What you have to do » Nothing is needed except the lines below that run from the one with "PR #898, opened 2018-09-11" through the one with "-46,11 +46,6 @@", repeated exactly.

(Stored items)
===============
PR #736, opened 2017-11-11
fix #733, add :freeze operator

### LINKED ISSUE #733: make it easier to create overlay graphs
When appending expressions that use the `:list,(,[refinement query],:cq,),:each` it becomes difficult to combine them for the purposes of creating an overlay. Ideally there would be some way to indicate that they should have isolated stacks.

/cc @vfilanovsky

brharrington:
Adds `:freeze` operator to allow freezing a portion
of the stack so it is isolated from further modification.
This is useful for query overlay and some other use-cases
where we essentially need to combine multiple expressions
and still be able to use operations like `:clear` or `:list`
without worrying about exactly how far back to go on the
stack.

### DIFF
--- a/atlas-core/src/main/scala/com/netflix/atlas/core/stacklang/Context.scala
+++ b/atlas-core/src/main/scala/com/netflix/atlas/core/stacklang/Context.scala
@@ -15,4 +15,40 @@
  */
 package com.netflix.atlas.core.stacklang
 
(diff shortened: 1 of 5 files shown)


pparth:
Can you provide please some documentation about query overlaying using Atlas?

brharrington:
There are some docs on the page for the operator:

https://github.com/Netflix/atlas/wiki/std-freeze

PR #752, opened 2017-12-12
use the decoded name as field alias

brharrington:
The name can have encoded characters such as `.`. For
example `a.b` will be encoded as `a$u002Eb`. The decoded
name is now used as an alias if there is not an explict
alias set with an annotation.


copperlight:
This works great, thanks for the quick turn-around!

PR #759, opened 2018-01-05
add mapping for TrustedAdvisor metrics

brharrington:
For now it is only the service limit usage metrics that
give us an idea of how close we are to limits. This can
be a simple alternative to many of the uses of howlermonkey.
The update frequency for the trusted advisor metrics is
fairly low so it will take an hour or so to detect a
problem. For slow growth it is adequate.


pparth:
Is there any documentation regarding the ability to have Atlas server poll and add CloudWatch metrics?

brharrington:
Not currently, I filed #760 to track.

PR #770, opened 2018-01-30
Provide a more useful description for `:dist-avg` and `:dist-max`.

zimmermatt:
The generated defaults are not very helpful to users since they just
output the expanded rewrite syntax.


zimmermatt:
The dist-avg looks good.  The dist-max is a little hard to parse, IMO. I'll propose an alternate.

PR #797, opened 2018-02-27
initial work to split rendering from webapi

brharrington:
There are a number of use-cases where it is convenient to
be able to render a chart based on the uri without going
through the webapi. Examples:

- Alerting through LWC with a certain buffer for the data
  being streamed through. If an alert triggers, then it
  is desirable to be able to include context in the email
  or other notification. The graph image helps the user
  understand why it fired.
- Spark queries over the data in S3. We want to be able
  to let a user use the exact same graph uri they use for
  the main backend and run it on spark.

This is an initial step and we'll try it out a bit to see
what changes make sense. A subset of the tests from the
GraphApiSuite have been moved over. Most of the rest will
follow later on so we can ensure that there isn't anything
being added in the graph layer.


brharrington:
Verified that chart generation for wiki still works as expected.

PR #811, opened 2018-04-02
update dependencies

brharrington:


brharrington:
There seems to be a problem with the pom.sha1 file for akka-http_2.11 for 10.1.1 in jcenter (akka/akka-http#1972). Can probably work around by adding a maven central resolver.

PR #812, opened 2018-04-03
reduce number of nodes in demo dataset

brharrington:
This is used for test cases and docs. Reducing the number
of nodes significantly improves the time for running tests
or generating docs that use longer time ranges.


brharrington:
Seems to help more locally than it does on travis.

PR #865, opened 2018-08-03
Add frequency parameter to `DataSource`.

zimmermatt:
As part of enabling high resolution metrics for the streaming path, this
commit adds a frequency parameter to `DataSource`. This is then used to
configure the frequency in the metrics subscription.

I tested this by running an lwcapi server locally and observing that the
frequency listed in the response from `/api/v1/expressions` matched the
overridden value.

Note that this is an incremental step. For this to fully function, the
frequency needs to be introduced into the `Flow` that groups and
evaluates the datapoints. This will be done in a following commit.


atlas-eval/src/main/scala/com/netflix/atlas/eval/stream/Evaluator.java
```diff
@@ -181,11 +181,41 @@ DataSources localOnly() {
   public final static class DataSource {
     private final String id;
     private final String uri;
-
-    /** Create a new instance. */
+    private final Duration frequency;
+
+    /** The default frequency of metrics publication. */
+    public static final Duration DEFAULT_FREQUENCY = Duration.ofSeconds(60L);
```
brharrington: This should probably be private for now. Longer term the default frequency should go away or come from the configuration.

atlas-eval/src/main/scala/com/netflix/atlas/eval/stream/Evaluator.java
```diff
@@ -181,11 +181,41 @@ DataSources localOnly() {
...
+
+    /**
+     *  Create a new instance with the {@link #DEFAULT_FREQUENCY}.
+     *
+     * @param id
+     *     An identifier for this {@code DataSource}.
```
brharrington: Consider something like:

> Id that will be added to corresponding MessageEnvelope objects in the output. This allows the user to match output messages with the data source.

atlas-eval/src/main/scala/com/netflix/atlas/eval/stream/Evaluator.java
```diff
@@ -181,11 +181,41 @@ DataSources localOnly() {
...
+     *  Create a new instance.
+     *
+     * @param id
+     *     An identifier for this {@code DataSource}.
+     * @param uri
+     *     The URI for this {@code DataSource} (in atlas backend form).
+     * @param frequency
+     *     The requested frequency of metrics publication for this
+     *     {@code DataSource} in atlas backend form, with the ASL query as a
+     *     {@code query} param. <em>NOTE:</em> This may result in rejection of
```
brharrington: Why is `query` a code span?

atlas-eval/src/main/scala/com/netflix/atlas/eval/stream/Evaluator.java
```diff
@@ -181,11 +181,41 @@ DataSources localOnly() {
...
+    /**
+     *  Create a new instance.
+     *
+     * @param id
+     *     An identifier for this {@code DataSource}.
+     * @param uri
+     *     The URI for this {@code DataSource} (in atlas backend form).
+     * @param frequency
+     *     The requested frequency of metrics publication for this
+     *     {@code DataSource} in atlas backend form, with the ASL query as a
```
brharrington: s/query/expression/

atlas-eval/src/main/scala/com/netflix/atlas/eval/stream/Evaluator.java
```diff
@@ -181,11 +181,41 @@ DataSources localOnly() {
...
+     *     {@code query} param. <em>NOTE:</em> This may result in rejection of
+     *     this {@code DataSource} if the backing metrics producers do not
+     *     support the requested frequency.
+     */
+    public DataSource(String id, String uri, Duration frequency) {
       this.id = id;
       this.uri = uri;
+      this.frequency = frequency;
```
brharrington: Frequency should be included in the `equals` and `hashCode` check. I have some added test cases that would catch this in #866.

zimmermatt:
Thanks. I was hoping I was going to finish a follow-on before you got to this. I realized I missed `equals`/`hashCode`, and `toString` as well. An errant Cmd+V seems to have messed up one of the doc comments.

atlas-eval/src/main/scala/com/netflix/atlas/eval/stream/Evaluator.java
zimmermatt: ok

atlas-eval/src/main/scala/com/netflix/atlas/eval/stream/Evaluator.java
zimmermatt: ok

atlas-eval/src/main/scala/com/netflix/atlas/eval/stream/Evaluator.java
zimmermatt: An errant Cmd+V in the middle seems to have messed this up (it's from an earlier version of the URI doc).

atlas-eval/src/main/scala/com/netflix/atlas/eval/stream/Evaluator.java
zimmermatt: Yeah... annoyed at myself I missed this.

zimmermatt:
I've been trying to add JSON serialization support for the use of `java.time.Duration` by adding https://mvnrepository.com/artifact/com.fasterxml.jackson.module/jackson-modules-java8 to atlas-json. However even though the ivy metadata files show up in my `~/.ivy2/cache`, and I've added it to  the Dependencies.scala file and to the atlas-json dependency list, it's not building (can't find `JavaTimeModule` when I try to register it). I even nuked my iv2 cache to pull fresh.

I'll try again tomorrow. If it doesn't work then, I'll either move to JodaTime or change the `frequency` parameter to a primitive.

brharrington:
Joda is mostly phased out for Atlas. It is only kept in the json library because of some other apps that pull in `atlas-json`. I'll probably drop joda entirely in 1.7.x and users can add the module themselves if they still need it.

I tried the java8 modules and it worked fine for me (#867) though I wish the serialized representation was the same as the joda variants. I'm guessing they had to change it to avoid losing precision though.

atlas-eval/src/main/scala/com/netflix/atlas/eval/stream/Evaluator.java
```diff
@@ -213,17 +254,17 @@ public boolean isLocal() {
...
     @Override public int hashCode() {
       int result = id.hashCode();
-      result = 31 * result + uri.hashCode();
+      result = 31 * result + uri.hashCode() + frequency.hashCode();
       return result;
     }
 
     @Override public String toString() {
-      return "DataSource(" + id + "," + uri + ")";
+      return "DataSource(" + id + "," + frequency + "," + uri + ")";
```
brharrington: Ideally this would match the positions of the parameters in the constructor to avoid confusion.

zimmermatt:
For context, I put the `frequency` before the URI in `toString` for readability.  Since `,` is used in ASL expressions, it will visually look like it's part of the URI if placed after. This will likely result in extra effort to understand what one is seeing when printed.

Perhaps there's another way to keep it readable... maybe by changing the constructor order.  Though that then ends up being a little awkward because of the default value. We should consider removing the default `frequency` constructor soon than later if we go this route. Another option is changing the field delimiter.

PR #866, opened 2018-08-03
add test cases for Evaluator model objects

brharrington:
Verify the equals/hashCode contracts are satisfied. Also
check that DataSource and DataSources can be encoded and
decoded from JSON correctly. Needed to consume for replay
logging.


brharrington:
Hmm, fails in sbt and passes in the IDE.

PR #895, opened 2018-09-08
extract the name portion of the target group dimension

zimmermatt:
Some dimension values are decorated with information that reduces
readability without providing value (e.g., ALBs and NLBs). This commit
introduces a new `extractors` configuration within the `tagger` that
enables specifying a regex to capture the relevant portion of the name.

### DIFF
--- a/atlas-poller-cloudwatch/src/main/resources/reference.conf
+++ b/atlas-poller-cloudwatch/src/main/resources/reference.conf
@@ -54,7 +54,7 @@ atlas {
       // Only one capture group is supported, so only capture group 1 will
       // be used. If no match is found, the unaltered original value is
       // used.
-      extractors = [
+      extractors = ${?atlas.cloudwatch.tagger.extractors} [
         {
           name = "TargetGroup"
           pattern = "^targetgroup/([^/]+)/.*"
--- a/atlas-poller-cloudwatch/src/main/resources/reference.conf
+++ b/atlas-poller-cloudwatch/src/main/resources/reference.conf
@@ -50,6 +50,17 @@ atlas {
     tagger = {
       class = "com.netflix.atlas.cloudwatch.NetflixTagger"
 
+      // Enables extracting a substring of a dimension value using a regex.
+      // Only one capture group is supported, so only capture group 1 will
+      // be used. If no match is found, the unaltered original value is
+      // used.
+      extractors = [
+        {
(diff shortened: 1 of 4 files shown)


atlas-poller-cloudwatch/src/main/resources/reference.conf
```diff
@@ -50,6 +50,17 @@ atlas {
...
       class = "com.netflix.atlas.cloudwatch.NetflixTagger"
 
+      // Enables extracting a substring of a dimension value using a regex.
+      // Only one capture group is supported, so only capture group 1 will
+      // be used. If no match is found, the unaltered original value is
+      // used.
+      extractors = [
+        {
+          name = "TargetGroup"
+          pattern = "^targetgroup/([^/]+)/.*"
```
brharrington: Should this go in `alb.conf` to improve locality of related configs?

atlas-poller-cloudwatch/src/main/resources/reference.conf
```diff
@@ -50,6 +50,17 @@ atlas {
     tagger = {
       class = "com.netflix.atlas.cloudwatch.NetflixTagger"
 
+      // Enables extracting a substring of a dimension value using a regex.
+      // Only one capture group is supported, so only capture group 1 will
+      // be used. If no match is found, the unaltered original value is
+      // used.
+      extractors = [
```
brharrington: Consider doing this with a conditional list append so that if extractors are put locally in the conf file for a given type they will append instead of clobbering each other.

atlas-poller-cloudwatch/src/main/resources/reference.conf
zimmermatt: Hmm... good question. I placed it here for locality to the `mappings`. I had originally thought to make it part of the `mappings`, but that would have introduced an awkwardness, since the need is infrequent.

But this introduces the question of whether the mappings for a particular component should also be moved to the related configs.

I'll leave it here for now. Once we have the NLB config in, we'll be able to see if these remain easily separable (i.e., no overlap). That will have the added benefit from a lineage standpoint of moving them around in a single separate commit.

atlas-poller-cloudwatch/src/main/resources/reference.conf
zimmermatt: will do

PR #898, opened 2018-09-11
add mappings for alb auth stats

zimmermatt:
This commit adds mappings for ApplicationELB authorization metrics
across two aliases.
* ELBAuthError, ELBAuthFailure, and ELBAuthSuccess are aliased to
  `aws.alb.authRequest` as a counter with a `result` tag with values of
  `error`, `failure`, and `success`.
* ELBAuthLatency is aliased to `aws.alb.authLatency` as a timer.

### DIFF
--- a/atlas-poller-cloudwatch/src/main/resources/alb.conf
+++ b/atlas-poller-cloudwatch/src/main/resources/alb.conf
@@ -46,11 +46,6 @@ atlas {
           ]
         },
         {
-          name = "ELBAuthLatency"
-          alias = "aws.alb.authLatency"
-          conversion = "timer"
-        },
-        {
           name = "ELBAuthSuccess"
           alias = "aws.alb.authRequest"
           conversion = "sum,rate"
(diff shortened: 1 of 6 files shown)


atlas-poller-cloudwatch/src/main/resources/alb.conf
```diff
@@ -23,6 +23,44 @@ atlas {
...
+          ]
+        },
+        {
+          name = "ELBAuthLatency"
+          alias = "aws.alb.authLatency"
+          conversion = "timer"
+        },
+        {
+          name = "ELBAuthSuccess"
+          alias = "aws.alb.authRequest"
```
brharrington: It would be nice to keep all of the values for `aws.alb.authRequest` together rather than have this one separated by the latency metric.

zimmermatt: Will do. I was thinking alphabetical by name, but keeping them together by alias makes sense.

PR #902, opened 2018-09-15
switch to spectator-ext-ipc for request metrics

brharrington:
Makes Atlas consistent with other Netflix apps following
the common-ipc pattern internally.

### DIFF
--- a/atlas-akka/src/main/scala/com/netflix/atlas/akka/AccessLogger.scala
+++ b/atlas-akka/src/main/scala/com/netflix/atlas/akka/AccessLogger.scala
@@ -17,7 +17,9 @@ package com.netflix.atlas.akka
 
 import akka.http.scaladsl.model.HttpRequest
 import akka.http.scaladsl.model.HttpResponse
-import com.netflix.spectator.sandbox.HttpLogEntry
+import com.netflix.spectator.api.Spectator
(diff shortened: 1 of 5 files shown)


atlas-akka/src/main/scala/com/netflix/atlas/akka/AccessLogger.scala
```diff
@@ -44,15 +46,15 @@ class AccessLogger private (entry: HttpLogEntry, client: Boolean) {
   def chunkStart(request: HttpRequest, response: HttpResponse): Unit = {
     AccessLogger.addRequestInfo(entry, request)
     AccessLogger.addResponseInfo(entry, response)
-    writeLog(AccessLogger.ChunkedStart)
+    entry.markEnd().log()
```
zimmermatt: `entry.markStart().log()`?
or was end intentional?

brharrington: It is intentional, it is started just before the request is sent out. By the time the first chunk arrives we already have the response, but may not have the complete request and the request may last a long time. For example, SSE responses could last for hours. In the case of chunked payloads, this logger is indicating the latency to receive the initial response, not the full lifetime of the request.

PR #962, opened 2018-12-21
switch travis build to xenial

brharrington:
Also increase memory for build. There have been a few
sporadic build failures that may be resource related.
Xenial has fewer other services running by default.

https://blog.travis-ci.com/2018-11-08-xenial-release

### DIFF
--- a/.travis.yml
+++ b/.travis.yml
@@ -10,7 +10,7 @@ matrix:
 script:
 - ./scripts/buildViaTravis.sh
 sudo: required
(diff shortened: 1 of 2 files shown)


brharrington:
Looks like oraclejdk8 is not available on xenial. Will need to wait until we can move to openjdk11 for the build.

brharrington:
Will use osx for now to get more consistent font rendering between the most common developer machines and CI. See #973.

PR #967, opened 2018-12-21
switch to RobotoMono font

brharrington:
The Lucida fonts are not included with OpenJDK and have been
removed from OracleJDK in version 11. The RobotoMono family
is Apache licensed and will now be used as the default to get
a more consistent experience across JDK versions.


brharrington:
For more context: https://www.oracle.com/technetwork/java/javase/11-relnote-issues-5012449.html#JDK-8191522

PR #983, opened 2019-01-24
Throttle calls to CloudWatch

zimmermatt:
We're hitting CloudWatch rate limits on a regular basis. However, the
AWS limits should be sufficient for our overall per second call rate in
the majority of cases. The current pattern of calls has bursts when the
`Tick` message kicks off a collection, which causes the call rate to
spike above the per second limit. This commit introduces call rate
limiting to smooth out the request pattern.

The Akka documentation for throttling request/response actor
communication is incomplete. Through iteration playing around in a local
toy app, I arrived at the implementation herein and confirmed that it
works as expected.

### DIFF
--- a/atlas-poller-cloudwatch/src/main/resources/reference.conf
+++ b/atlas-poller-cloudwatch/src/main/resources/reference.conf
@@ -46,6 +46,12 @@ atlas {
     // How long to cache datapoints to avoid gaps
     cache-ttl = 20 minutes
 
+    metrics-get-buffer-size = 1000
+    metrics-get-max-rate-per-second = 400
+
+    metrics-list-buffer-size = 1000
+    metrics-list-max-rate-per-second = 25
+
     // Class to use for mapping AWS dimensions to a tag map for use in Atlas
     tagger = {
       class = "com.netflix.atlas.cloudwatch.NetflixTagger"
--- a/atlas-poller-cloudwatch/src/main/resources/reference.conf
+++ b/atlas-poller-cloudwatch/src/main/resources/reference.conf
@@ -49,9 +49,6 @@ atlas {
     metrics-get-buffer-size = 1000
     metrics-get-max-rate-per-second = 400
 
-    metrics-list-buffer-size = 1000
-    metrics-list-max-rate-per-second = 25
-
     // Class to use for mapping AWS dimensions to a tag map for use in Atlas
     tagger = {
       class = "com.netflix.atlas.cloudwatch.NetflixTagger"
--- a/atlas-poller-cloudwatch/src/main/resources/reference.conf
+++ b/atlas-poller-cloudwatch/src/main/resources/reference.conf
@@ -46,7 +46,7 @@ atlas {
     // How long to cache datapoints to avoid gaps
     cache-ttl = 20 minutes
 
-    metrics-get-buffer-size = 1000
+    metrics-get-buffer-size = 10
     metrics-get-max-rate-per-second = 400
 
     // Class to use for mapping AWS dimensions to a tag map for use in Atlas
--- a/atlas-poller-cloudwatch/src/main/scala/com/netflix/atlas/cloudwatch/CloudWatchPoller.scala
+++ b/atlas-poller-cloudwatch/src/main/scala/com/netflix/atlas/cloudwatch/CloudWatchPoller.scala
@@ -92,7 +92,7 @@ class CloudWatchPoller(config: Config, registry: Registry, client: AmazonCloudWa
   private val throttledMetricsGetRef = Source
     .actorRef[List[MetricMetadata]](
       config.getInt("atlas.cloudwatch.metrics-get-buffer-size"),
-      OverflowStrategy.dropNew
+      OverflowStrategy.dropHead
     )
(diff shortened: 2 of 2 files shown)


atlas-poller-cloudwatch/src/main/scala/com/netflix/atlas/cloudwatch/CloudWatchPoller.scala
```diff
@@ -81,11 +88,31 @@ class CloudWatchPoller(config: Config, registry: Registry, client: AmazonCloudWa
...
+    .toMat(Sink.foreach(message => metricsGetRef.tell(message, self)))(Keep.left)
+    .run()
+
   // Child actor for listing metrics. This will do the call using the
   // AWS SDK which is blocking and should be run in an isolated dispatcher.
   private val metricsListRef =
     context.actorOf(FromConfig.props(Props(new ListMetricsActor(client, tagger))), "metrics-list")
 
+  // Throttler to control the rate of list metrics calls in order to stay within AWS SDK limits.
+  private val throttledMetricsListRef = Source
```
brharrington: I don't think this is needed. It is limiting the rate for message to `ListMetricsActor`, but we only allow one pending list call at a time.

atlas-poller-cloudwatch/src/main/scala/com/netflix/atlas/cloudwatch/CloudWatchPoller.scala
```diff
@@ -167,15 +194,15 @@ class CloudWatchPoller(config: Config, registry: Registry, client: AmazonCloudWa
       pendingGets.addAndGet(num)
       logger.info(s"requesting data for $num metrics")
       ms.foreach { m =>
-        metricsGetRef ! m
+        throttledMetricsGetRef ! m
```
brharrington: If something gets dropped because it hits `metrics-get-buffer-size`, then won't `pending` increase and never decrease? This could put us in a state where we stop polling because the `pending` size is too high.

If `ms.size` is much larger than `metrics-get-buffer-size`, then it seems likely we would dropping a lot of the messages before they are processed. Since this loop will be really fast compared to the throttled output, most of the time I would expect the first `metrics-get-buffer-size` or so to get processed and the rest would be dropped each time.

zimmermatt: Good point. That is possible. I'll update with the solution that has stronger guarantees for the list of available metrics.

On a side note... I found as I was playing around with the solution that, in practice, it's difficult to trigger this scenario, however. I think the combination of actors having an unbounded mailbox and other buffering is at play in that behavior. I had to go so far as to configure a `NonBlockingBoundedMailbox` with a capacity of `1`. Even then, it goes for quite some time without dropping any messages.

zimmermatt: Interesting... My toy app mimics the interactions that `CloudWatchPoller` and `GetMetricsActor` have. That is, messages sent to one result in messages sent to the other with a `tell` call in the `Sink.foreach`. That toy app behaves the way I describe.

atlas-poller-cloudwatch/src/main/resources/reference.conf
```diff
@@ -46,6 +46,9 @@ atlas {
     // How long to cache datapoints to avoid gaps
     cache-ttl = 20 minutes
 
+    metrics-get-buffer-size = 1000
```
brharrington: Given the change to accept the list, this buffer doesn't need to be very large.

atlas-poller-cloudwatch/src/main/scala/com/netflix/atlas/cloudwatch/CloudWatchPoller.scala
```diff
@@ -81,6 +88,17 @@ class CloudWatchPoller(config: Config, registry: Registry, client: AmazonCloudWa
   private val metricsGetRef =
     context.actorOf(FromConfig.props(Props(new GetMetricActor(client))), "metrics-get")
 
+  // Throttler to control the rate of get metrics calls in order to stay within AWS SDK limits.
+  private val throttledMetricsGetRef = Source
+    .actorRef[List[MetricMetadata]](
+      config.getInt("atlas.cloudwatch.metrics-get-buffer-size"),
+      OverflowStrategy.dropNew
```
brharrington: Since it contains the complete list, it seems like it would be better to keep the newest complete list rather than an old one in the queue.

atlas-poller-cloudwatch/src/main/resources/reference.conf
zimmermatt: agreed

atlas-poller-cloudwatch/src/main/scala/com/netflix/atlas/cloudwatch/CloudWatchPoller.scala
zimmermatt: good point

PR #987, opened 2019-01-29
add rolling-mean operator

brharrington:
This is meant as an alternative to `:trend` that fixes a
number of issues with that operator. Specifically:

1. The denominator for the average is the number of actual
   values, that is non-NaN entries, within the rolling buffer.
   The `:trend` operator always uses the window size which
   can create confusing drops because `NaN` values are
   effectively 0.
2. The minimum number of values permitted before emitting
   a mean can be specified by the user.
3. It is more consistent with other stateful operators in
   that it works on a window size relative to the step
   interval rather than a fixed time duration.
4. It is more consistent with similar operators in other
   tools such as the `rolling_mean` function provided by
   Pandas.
===============
Task result »
PR #898, opened 2018-09-11
add mappings for alb auth stats

zimmermatt:
This commit adds mappings for ApplicationELB authorization metrics
across two aliases.
* ELBAuthError, ELBAuthFailure, and ELBAuthSuccess are aliased to
  `aws.alb.authRequest` as a counter with a `result` tag with values of
  `error`, `failure`, and `success`.
* ELBAuthLatency is aliased to `aws.alb.authLatency` as a timer.

### DIFF
--- a/atlas-poller-cloudwatch/src/main/resources/alb.conf
+++ b/atlas-poller-cloudwatch/src/main/resources/alb.conf
@@ -46,11 +46,6 @@ atlas {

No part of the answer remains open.